Problem description:
Search the material for the word "options" and copy each line that holds it.

Exercise material:
------

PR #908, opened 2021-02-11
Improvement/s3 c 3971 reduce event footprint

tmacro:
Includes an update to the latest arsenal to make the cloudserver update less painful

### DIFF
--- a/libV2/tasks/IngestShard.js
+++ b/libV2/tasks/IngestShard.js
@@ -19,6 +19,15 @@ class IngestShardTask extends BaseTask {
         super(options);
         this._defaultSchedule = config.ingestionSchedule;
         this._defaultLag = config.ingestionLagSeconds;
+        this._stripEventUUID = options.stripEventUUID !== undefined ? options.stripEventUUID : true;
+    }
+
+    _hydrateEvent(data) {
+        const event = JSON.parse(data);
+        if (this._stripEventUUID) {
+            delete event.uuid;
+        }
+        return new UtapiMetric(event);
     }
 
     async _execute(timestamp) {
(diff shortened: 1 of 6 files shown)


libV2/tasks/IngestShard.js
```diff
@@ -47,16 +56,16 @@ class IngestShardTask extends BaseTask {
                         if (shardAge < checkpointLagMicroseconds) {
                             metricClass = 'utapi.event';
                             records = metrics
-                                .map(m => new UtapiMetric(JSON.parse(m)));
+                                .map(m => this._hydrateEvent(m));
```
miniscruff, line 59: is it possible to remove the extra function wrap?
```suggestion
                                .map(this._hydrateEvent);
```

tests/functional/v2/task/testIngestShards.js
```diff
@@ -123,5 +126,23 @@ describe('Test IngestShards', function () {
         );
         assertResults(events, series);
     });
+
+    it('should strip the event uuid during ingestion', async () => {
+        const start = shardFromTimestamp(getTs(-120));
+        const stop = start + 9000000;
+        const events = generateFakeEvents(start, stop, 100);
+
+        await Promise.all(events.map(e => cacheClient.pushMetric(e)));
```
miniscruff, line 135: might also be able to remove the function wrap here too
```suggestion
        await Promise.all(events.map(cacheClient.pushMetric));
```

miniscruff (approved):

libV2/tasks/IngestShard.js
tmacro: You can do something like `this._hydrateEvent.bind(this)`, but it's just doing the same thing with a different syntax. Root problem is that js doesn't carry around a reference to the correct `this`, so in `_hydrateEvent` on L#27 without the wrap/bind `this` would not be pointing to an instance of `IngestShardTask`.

------

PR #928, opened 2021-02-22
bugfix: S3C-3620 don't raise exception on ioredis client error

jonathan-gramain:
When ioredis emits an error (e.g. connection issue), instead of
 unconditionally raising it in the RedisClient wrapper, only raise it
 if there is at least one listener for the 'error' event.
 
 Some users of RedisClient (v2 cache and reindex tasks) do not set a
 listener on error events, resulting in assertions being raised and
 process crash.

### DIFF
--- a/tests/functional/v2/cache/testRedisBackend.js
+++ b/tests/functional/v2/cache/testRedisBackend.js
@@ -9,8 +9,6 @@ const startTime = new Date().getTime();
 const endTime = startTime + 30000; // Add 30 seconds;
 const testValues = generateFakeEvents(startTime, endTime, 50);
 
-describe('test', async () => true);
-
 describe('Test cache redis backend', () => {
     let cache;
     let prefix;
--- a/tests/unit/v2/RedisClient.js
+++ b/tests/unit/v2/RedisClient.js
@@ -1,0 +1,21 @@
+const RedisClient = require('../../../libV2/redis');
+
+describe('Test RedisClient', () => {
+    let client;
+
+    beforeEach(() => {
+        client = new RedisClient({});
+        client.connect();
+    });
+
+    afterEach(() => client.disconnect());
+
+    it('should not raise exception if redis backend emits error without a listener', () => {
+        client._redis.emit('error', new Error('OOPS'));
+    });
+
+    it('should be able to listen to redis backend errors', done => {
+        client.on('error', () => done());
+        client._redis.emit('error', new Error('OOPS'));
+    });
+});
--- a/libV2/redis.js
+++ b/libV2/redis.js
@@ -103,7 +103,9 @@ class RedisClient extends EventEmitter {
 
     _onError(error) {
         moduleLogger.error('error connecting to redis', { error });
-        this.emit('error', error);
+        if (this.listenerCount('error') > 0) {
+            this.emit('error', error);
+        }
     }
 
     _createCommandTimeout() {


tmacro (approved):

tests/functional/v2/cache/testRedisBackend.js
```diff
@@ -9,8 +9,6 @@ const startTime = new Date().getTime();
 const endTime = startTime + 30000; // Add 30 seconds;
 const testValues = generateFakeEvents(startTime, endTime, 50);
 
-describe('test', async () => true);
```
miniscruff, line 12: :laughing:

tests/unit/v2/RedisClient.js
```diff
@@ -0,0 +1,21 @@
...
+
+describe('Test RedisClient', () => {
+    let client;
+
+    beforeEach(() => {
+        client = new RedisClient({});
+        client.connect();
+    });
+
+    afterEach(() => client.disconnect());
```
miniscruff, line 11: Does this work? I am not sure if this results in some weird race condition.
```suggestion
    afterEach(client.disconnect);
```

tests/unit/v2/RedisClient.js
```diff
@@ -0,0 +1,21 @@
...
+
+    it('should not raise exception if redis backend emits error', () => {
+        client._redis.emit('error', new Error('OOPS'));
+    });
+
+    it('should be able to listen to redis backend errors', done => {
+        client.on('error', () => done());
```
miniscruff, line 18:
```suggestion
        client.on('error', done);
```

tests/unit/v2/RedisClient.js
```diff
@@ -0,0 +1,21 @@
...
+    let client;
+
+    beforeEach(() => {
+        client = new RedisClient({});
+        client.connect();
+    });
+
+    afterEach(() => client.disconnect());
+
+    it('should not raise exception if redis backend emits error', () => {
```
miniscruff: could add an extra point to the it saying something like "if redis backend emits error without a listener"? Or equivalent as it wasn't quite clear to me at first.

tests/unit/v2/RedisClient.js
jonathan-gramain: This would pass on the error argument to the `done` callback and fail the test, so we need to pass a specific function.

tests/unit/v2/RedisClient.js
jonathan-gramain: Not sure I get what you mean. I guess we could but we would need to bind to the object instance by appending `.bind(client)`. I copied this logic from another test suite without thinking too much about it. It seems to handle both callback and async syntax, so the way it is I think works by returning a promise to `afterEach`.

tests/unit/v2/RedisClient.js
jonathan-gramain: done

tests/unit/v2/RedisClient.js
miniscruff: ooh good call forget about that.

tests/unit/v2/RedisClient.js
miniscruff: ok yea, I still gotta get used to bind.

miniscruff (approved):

------

Solution for this task:
         super(options);
+        this._stripEventUUID = options.stripEventUUID !== undefined ? options.stripEventUUID : true;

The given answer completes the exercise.